Task: Lines of the material that include the string "handlerPath" should be returned.

Working data:
----

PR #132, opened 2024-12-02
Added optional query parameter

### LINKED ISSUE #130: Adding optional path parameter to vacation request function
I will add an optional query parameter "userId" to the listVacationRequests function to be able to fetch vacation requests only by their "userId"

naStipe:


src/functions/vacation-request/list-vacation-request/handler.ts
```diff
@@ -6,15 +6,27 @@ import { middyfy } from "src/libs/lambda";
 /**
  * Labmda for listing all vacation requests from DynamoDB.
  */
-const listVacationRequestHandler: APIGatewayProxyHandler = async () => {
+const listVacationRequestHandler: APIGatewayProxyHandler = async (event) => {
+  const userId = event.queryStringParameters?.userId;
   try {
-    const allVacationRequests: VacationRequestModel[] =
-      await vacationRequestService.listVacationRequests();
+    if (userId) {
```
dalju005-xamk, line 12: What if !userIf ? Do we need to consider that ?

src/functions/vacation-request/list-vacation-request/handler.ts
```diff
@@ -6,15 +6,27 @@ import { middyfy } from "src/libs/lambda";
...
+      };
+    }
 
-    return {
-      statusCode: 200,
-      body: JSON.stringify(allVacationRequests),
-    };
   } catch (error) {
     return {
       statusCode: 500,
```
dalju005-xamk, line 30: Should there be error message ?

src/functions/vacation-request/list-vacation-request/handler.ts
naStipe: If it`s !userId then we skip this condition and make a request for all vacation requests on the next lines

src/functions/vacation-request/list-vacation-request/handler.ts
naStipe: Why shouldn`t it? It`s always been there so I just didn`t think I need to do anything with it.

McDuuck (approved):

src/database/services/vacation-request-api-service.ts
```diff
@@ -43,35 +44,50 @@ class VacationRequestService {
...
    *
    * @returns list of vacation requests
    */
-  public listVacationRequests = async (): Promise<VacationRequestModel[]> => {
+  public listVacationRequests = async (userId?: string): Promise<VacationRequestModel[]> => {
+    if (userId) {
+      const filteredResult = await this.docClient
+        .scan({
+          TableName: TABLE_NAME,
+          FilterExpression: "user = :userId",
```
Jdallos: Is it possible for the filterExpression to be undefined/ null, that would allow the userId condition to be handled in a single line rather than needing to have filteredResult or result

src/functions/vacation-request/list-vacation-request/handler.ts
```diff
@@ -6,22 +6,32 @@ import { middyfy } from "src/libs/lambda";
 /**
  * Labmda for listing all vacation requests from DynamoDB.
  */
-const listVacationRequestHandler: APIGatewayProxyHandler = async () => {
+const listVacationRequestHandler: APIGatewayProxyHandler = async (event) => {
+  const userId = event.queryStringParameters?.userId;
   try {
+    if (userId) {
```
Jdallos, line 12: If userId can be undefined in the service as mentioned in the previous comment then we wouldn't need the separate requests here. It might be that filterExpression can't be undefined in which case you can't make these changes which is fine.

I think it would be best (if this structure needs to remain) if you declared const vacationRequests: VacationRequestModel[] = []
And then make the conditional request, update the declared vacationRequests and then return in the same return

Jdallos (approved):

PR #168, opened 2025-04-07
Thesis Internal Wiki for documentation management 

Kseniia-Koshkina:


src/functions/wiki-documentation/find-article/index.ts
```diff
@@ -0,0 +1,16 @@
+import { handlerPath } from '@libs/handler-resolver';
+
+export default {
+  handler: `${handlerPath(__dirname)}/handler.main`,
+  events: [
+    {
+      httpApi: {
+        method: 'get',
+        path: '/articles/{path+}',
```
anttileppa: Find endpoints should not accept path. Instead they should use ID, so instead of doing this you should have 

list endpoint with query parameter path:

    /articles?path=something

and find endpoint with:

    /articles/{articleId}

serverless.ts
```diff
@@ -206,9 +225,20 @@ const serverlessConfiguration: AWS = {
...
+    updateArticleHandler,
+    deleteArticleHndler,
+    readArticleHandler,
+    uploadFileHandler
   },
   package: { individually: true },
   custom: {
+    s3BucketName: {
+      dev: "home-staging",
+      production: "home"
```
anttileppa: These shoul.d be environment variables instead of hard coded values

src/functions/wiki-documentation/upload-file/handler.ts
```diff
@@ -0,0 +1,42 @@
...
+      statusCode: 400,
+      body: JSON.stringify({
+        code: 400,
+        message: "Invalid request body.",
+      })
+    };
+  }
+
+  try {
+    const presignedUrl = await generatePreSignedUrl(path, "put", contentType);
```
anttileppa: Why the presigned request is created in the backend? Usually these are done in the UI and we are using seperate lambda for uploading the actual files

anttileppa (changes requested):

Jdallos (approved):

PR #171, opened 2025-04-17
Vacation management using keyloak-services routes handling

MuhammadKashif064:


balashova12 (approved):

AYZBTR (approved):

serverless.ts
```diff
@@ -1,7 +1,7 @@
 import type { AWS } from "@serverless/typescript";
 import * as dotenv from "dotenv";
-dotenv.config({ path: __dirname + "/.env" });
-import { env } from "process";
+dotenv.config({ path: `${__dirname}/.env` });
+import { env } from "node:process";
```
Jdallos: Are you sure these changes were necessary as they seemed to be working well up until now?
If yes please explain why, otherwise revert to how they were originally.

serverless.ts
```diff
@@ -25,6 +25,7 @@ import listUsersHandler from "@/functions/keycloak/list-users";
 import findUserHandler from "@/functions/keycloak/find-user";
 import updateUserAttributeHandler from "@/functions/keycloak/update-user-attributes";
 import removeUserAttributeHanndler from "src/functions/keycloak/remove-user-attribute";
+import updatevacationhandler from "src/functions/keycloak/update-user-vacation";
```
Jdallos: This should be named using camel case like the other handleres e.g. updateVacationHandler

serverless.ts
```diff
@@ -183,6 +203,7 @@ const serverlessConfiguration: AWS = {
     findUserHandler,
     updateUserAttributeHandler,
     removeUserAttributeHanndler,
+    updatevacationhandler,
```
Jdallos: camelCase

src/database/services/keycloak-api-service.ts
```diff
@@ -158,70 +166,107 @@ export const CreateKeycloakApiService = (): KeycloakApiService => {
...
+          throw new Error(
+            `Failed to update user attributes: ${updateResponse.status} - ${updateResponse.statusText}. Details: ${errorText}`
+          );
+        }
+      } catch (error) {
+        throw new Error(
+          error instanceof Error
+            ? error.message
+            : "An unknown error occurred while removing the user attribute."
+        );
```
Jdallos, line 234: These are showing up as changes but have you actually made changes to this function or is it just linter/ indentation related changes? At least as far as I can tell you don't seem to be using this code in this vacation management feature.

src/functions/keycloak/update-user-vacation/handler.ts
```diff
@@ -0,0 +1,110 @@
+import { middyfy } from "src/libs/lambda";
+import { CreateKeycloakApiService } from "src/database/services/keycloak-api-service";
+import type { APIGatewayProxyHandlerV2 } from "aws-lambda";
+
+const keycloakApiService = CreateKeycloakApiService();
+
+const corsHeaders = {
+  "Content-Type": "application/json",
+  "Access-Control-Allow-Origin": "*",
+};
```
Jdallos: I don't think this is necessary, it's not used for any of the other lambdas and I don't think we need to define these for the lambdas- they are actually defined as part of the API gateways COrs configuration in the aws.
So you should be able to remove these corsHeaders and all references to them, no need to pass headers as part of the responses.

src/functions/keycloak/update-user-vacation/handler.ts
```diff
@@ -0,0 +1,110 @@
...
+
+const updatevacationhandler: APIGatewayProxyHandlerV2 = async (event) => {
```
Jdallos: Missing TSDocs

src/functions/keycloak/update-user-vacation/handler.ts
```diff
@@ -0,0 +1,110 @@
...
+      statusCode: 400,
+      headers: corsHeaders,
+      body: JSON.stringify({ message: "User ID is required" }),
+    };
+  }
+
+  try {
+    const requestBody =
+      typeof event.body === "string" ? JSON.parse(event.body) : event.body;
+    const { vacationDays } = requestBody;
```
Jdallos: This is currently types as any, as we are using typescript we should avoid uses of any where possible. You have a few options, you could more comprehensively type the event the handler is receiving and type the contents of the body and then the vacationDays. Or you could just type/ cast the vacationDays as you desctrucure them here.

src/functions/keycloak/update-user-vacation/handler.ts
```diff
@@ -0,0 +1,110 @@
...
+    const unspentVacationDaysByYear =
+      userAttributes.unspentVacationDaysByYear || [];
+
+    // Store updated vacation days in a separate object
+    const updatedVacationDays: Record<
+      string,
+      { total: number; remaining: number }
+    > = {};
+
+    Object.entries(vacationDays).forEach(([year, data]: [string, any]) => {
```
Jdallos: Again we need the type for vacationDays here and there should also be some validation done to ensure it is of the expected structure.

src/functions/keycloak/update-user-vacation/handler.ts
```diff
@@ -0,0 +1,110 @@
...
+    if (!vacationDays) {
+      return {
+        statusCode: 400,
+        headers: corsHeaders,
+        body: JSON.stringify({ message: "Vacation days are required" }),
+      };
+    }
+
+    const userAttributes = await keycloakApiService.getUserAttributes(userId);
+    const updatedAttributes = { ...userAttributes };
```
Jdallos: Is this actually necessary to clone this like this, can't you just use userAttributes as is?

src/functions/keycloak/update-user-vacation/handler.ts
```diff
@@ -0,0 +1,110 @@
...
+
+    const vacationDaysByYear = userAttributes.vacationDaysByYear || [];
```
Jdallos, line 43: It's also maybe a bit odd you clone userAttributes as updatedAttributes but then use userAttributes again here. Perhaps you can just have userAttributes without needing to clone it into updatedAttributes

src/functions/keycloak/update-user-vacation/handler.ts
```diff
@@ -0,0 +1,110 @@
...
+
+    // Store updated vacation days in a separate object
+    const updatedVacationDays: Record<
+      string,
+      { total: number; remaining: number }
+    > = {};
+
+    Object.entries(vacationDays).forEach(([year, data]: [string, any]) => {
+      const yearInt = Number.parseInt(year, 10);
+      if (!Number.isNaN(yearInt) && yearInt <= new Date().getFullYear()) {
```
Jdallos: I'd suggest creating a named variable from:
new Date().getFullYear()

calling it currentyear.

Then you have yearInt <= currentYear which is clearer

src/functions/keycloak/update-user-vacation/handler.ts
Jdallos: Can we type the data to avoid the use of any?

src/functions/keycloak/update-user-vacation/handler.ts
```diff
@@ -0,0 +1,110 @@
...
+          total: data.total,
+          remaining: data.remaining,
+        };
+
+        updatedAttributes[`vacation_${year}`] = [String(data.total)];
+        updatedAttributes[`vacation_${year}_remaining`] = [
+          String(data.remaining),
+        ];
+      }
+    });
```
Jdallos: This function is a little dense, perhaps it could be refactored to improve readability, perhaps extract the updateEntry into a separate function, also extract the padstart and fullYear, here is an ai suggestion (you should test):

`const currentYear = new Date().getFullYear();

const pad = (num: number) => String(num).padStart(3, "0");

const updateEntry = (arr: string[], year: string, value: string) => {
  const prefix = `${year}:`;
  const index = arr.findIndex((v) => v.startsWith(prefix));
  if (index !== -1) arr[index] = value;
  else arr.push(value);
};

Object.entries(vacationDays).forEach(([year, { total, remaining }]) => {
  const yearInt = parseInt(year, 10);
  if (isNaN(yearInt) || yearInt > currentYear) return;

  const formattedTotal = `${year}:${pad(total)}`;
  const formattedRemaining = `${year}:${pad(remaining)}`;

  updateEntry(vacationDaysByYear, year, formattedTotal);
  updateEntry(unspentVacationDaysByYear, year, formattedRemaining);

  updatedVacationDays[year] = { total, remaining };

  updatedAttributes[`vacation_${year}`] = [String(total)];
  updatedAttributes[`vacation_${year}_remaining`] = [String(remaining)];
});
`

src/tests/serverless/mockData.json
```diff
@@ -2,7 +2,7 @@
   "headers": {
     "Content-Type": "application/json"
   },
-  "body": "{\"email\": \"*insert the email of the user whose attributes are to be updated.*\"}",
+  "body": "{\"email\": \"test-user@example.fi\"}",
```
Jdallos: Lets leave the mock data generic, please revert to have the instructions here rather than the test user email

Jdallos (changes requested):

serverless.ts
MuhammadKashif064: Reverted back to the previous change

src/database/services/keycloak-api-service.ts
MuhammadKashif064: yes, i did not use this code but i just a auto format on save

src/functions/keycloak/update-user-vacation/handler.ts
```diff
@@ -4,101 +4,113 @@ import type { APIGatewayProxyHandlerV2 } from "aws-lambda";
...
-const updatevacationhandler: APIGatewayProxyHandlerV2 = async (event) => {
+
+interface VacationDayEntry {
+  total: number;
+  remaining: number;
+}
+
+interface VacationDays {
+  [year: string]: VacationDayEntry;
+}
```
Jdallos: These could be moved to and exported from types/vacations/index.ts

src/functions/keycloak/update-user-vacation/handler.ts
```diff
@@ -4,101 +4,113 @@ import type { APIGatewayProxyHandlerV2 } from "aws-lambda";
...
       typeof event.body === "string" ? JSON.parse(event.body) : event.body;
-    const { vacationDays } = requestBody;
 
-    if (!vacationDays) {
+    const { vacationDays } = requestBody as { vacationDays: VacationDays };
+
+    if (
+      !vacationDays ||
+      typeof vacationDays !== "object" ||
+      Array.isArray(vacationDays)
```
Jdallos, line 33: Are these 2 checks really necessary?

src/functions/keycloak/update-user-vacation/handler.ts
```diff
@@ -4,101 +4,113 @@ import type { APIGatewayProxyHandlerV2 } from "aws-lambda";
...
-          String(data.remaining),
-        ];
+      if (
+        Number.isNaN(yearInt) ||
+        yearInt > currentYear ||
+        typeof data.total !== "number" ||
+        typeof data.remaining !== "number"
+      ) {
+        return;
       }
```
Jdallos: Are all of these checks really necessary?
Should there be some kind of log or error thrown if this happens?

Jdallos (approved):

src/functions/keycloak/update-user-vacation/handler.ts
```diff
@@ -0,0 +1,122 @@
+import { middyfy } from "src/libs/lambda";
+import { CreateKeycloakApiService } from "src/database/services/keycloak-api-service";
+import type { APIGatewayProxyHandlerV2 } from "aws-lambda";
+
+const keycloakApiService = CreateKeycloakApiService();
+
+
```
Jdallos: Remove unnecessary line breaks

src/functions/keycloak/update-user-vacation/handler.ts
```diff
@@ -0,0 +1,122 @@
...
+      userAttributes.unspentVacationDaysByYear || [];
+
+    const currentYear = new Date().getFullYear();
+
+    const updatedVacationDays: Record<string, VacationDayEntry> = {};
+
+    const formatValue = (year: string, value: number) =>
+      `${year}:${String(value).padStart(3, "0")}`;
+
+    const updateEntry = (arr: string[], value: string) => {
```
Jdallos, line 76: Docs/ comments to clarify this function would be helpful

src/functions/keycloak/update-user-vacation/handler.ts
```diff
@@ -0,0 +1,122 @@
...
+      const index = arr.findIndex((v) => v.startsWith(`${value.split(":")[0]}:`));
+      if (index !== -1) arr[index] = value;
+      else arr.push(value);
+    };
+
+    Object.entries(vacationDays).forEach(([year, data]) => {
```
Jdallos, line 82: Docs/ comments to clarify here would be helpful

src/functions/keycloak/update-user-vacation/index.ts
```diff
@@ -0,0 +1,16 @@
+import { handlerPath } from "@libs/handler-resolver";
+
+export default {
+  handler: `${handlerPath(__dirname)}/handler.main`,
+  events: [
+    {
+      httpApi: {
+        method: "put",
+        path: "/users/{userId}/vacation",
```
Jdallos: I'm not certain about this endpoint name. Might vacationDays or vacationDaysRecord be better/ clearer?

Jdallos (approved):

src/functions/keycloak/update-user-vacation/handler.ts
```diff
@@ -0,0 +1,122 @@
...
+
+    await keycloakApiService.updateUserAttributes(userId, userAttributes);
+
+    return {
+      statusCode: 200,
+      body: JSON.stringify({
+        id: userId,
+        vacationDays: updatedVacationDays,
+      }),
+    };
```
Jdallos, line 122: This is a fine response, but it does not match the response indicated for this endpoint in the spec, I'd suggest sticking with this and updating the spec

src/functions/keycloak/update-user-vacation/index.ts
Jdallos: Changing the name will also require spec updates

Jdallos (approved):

----

Written response:
+import { handlerPath } from '@libs/handler-resolver';
+  handler: `${handlerPath(__dirname)}/handler.main`,
+import { handlerPath } from "@libs/handler-resolver";
+  handler: `${handlerPath(__dirname)}/handler.main`,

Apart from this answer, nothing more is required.